A contract is ambiguous when rational arguments can be made for different positions about its meaning.  Whether or not a contract is ambiguous is a question of law that we independently review on appeal.  If a contract is ambiguous, extrinsic evidence may be considered to determine its meaning.

. . . .

An ambiguity resolved by the use of extrinsic evidence is a question of fact for the trial court to decide.

Williston Educ. Ass’n , 483 N.W.2d at 570 (citations omitted).
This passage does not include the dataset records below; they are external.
PR #584, opened 2022-07-18
basic tests

austinmilt:
This PR adds initial setup for running tests against DB queries. Right now it's primarily testing the collections queries. This will ensure that if fields required for deserialing `Nft` change, the build will fail.

### DIFF
--- a/crates/core/src/db/mod.rs
+++ b/crates/core/src/db/mod.rs
@@ -165,3 +165,378 @@ pub fn connect(args: ConnectArgs, mode: ConnectMode) -> Result<(Pool, Connection
 
     Ok((pool, ty))
 }
+
+#[cfg(test)]
+pub mod test {
+    use diesel::{insert_into, prelude::*};
+    use uuid::Uuid;
+
+    use super::{
+        connect, models,
+        schema::{
+            auction_houses, listings, metadata_collection_keys, metadata_jsons, metadatas,
+            purchases,
+        },
+        ConnectArgs,
+    };
+    use crate::prelude::*;
+
+    fn initialize() -> super::Pool {
+        let conn_args = ConnectArgs {
+            database_read_url: None,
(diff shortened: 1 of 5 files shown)


mpwsh (approved):

crates/core/test_migrations/2022-08-04-200854_seed_nfts/down.sql
```diff
@@ -0,0 +1,27 @@
+delete from metadatas where address = any(array [
```
kespinola, line 1: Normally unit tests involving databases are done in transaction that leave the db empty after each unit test but since we are only doing read operations seeding with a shared set of data works for our use case.

crates/core/src/db/mod.rs
```diff
@@ -187,25 +210,64 @@ pub fn connect(args: ConnectArgs, mode: ConnectMode) -> Result<ConnectResult> {
...
+#[cfg(test)]
+pub mod test {
+    embed_migrations!("test_migrations");
 
-        embedded_migrations::run_with_output(
-            &pool.get().context("Failed to connect to the database")?,
-            &mut out,
+    fn initialize() -> super::ConnectResult {
+        dotenv::from_filename(".env.dev").expect("Failed to load .env.dev");
+        dotenv::from_filename(".env").expect("Failed to load .env");
```
austinmilt, line 231: should this also read from `.env.local`?

crates/core/test_migrations/2022-08-04-200854_seed_nfts/down.sql
austinmilt: Seconding this. I like the migration setup. It would be awesome to be able to define a migration per test in such a way that we could run `up` and `down` for a specific migration for each test, just to keep the db minimally populated with test-specific data.

This is a great start, though!

PR #606, opened 2022-07-20
add offer activity

dandlezzz:
YOU WANT AN UNCHECKED QUERY? YOU GOT IT.

Need offers in order to support the activity features outlined [here](https://github.com/holaplex/holaplex/issues/607)


mpwsh (approved):

kespinola (approved):
got to run cargo fmt.

kespinola (commented):
Note to check marketplaces to make sure this api change doesn't break its activity. We don't have to account for it now but shouldn't let it break that activity stream.

PR #612, opened 2022-07-21
WIP: collection nft count and floor price

austinmilt:
TBD

### DIFF
--- a/crates/graphql/src/schema/objects/nft.rs
+++ b/crates/graphql/src/schema/objects/nft.rs
@@ -295,7 +295,7 @@ impl NftActivity {
 
 #[graphql_interface(for = [Nft])]
 #[async_trait]
-trait NftTraits {
+pub trait NftTraits {
     
     fn address(&self) -> &str;
     fn name(&self) -> &str;
@@ -577,7 +577,7 @@ impl NftTraits for Nft {
 
 
 #[graphql_interface(for = CollectionNft)]
-trait CollectionNftTraits {
+pub trait CollectionNftTraits {
     fn nft_count(&self, context: &AppContext) -> FieldResult<i32>;
 
     //TODO floor price
--- a/crates/graphql/src/schema/objects/nft.rs
+++ b/crates/graphql/src/schema/objects/nft.rs
@@ -1,8 +1,9 @@
+use async_trait::async_trait;
 use indexer_core::{
     assets::{proxy_url, AssetIdentifier, ImageSize},
     db::{
         queries,
-        tables::{bid_receipts, listing_receipts, metadata_jsons},
+        tables::{bid_receipts, listing_receipts, metadata_jsons, metadata_collection_keys},
     },
     util::unix_timestamp,
     uuid::Uuid,
@@ -14,6 +15,7 @@ use objects::{
 use reqwest::Url;
 use scalars::{PublicKey, U64};
 use serde_json::Value;
+use juniper::graphql_interface;
 
 use super::prelude::*;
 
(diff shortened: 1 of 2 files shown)


crates/graphql/src/schema/objects/nft.rs
```diff
@@ -521,9 +575,30 @@ If no value is provided, it will return XSmall")))]
...
+    fn nft_count(&self, context: &AppContext) -> FieldResult<i32> {
+        let conn = context.shared.db.get()?;
+
+        let count: i64 = metadata_collection_keys::table.filter(metadata_collection_keys::collection_address.eq(&self.0.mint_address))
+            .count()
+            .get_result(&conn)
+            .context("failed to load NFT count")?;
+
+        Ok(count.try_into()?)
+    }
```
kespinola, line 598: This needs to be in a data loader or we'll get n+1 queries.

kespinola (changes requested):

crates/graphql/src/schema/objects/nft.rs
```diff
@@ -290,8 +292,55 @@ impl NftActivity {
     }
 }
 
-#[derive(Debug, Clone)]
+
+#[graphql_interface(for = [Nft])]
+#[async_trait]
+pub trait NftTraits {
```
kespinola, line 298: nice.

crates/graphql/src/schema/objects/nft.rs
```diff
@@ -522,69 +574,290 @@ If no value is provided, it will return XSmall")))]
...
+        let conn = context.shared.db.get()?;
 
-    fn try_from(value: models::Nft) -> Result<Self, Self::Error> {
-        value.try_into().map(Self)
+        let count = collection_stats::table
+            .filter(collection_stats::collection_address.eq(&self.0.mint_address))
+            .select(collection_stats::nft_count)
+            .get_result::<i64>(&conn)
+            .context("failed to load NFT count for this collection")?;
+
```
kespinola, line 589: Should do this in a dataloader to avoid n+1 when collections queried in a list.

crates/graphql/src/schema/objects/nft.rs
```diff
@@ -522,69 +574,290 @@ If no value is provided, it will return XSmall")))]
...
-    fn mark() {
-        <Nft as juniper::marker::IsOutputType<S>>::mark();
+    fn floor_price(&self, context: &AppContext) -> FieldResult<Option<i32>> {
+        let conn = context.shared.db.get()?;
+
+        let count = collection_stats::table
+            .filter(collection_stats::collection_address.eq(&self.0.mint_address))
+            .select(collection_stats::floor_price)
+            .get_result::<Option<i64>>(&conn)
+            .context("failed to load floor price for this collection")?;
```
kespinola, line 600: another spot for data_loader.

crates/graphql/src/schema/objects/nft.rs
```diff
@@ -290,9 +292,58 @@ impl NftActivity {
     }
 }
 
-#[derive(Debug, Clone)]
+#[graphql_interface(for = [BaseNft, CollectionNft])]
+#[async_trait]
+pub trait Nft {
```
kespinola, line 297: NftExt of AsNft or BaseNft

I'd like to keep Nft holding its name its less confusing to developers. I was researching some trait naming conventions thinking NftExt is the most appropriate here.
https://internals.rust-lang.org/t/naming-convention-for-traits/1796/9
https://github.com/rust-lang/api-guidelines/discussions/28#discussioncomment-233418

kespinola (changes requested):
This is looking really good. great job. blocking to implement dataloader for nft_counts and floor. I'd also like to keep an Nft called nft.

crates/graphql/src/schema/objects/nft.rs
austinmilt: I've been trying to figure out how to implement this in a way that does not break Holaplex.com and marketplaces. So far this implementation is the closest, yet still falls short because of the issue I posted in slack. Renaming the trait to NftExt will also lead to breaks.

crates/graphql/src/schema/objects/nft.rs
```diff
@@ -16,6 +18,10 @@ use scalars::{PublicKey, U64};
 use serde_json::Value;
 
 use super::prelude::*;
+use crate::schema::{
+    dataloaders::collection::{CollectionFloorPrice, CollectionNftCount},
+    scalars::I64,
+};
```
kespinola, line 24: should be able to reference without the use create::schema

Just `use scalars::I64` and `use dataloaders::collection::{...}`

crates/graphql/src/schema/objects/nft.rs
```diff
@@ -352,67 +409,68 @@ impl TryFrom<models::Nft> for Nft {
...
+    fn _model(&self) -> Option<String> {
+        self.model.as_ref().map(ToString::to_string)
+    }
+
+    fn _address(&self) -> &str {
         &self.address
     }
 
-    pub fn name(&self) -> &str {
+    fn _name(&self) -> &str {
```
kespinola, line 429: Why are all of these _ now?

crates/graphql/src/schema/objects/nft.rs
```diff
@@ -521,70 +571,514 @@ If no value is provided, it will return XSmall")))]
     }
 }
 
-#[derive(Debug, Clone)]
-pub struct CollectionNft(Nft);
+#[graphql_object(impl = NftExtValue, Context = AppContext)]
+impl Nft {
```
kespinola, line 575: Is the double imp needed?

kespinola (commented):
Is duplication not cleaner than the use of a trait? Like to discuss this today during tech sync.

crates/graphql/src/schema/objects/nft.rs
austinmilt: See code comments and PR description. In short: having two (nearly) identical `impl` blocks for `Nft` and `CollectionNft` was required so Apollo could pick up the available fields when generating client code

crates/graphql/src/schema/objects/nft.rs
austinmilt: Two issues:

1. I ended up having to do 4 `impl` of the same methods and wanted a single "source" implementation to refer to. Compounds with
2. Rust wasnt able to determine that the `impl Nft` block without underscore method names was the one I was referring to when doing e.g. `self.name()` or `self.0.name()` in the `impl NftExt` blocks (since "self" in those blocks refers to `NftExt` rather than the struct for which the trait is being implemented). This led to infinite recursion.

This was my workaround :/

kespinola (approved):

[¶15] “Even if the facts are undisputed, summary judgment may not be granted if reasonable differences of opinion exist as to the inferences to be drawn from those facts.  However, issues of fact become issues of law if reasonable persons could reach only one conclusion from the facts.”   Hamilton v. Woll , 2012 ND 238, ¶ 9, 823 N.W.2d 754 (citation omitted).  “On appeal, this Court decides whether the information available to the district court precluded the existence of a genuine issue of material fact and entitled the moving party to judgment as a matter of law.”   Wenco v. EOG Res., Inc. , 2012 ND 219, ¶ 8, 822 N.W.2d 701 (quoting Arndt v. Maki , 2012 ND 55, ¶ 10, 813 N.W.2d 564).  Whether summary judgment was properly granted is a question of law that this Court reviews de novo.   Wenco , at ¶ 8.
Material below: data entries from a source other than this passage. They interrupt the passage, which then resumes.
PR #801, opened 2019-09-05
Update Constructor type to fix #217

### LINKED ISSUE #217: Proposal: change the signature of the Constructor<T> type for use in mixins
### Issue
Please change the signature of the `Constructor<T>` type (declared in [decorators.ts](https://github.com/Polymer/lit-element/blob/master/src/lib/decorators.ts#L20)) to use `any` instead of `unknown` so it can be used to create mixins. Without this change, anyone using lit-element will have to declare his/her own `Constructor<T>` type to create mixins.
``` ts
export type Constructor<T> = {
  new (...args: unknown[]): T
};

// should be changed to

export type Constructor<T> = {
  new (...args: any[]): T
};

// or

export type Constructor<T> = new (...args: any[]) => T;
```

### Versions
- lit-element: v0.6.1

justinfagnani:
Fixes #217

### DIFF
--- a/src/lib/decorators.ts
+++ b/src/lib/decorators.ts
@@ -25,7 +25,7 @@ import {LitElement} from '../lit-element.js';
 import {PropertyDeclaration, UpdatingElement} from './updating-element.js';
 
 export type Constructor<T> = {
-  new (...args: unknown[]): T
+  new (...args: any[]): T
 };
 
 // From the TC39 Decorators proposal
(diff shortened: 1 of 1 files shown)


src/lib/decorators.ts
```diff
@@ -25,7 +25,7 @@ import {LitElement} from '../lit-element.js';
 import {PropertyDeclaration, UpdatingElement} from './updating-element.js';
 
 export type Constructor<T> = {
-  new (...args: unknown[]): T
+  new (...args: any[]): T
```
rictic: Add a lint ignore comment, and if this isn't a lint warning, we should make it one

Issue #673, opened 2019-05-09
Webpack Dev Server HMR --> Duplicate Element Issue 


T-Knott-Mesh:
Hello all, so I have recently moved over to a webpack build pipeline for purposes of building, transpiling, and using this guy [https://github.com/GoogleChromeLabs/worker-plugin](WorkerPlugin). All that being said, Hot Module Replacement does not work due to the fact that when it replaces the module, the browser sees this as an element re-registry... 

The folks over at Skate JS baked in a solution [Same issue with Solution](https://github.com/skatejs/skatejs/pull/664)  [Exact Issue](https://github.com/skatejs/skatejs/issues/564)  
[Final Change](https://github.com/skatejs/skatejs/pull/664/commits/9830bc867c011988c9b3d1bed9d250369e55ec51)
they have gotten it to work. 

I am looking to see if there is any way to build in a similar solution into the @customElement decorator.

Would love to know thoughts. This could affect a lot of people.

hyperpress:
Might also be a good question for the folks over at @polymer slack open-wc
channel.

Nachasic:
I am experiencing the same issue with [fuse-box bundler](https://fuse-box.org) HMR. I'm currently looking into writing custom HMR driver to resolve this.

justinfagnani:
Hot module loading is not, in general, a really workable system. All kinds of state will be confused by reloading modules, including module variables, event listeners, and the custom elements registry.

I don't think generating a new element name is useful, as other logic and CSS may depend on that name. More likely is that we can find a way to patch `CustomElementRegistry.define` so that we can redefine an element and re-render all instances.

vegarringdal:
We created custom elements hmr polyfill here:
- https://github.com/vegarringdal/custom-elements-hmr-polyfill
Readme contains a very simple sample on codesandbox

This adds a proxy around CustomElementRegistry.define.
Yesterday we also found a workaround to observedAttributes by using mutationObserver. (not updated npm yet)

If you have suggestion of callbacks that would be useful to have then create issue.
Currently I use it with the fusebox bundler v4-(next).

justinfagnani:
@rictic could you take a look at custom-elements-hmr-polyfill?

rictic:
[...]

PR #802, opened 2019-09-06
Initial hot elements implementation. [Not ready to merge]

rictic:
Two things I'd want to fix before merging:
  1. This code should never show up in production (if for no other reason than it adds unnecessary bytes). What's the best way of ensuring that? Currently this uses `goog.DEBUG` for that purpose, which works well with closure compiler, but not anything else.
  2. Need to use proxies when available, so that elements stay constructable after they've been hot reloaded.

Related to #673

### DIFF
--- a/src/lib/css-tag.ts
+++ b/src/lib/css-tag.ts
@@ -47,6 +47,32 @@ export class CSSResult {
   toString(): string {
     return this.cssText;
   }
+
+  /**
+   * Used when generating files at build time that transform .css files
+   * into something like CSS Modules that export CSSResults.
+   *
+   * Does nothing in production, and doesn't replace existing references
+   * unless the current browser supports adopting stylesheets (at time of
+   * writing that Chrome only).
+   *
+   * We could support replacing styles cross-browser,
+   * but it would be very tricky to do so without leaking memory, becasue we'd
+   * need to keep track of every style element that `this` is written into.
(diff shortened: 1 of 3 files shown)


rictic:
Ideally hot-elements would live in its own package though, and optimizing out the unused hot reloading code could be done at application build time.

If we had such a mechanism we could use it in other places too, e.g. to log errors when unexpected things occur that would be too expensive to check for in production

justinfagnani:
We're really not going to have such a mechanism though, at least any time soon. There's no standard for stripping dead code and we've seen in other packages that dev code can easily end up in prod. My only thought at the moment is that we could vend an API compatible `lit-html-dev` package and allow build tools to swap it in.

In the mean time, patching seems best to me.

abdonrd:
@rictic @justinfagnani there are any plans to move this to `lit-next`?

LarsDenBakker:
Thanks to @43081j we now have a HMR plugin for web dev server: https://modern-web.dev/docs/dev-server/plugins/hmr/

I created a small lit-html demo which applies some of the code of this PR to a simple base class using lit-html, just to check if this can work out: https://github.com/modernweb-dev/web/tree/master/packages/dev-server-hmr/demo/lit-html

It would be great if we could still introduce something like this before `lit-next` if possible.

justinfagnani:
@rictic we should port this to 3.0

[¶16] Although the underlying facts in this case are not disputed, differing reasonable inferences can be drawn from them.  The contracts signed by the teachers who received extra pay in 2011-2012 indicate that each shall serve “as a TEACHER an additional period”—language which does not resolve, but points out, the ambiguity under the Agreement.  Deposition testimony suggests various reasons have been given for why some teachers were paid additional compensation in 2011-2012.  Neither party disputes that teachers were paid extra; but both dispute the reason for the extra pay.  It is unclear how the changes to the time and curricular content of “prime time” may have affected the analysis of whether it was or remained a “class period.”  The past dealings between the parties illuminate their expectations of one another but not as a matter of law warranting summary judgment.  “Course of dealings is ordinarily a question of fact.”   Mandan Educ. Ass’n , 2000 ND 92, ¶ 9, 610 N.W.2d 64.  Consequently, reasonable differences of opinion exist as to the inferences to be drawn from the undisputed facts in this case.  When the court can reasonably draw conflicting inferences from undisputed facts, summary judgment is improper.  We conclude the district court erred when it granted the WEA’s motion for summary judgment.  The trial court must resolve these issues of fact.

III

[¶17] The Agreement does not preclude the WEA from utilizing the grievance procedure or filing  suit after negotiations have failed.  But summary judgment, for either party, was improper.  We reverse the summary judgment and remand for trial.

[¶18] Carol Ronning Kapsner

Lisa Fair McEvers

Daniel J. Crothers

William A. Neumann, S.J.

Gerald W. VandeWalle, C.J.

[¶19] The Honorable William A. Neumann, S.J., sitting in place of Sandstrom, J., disqualified.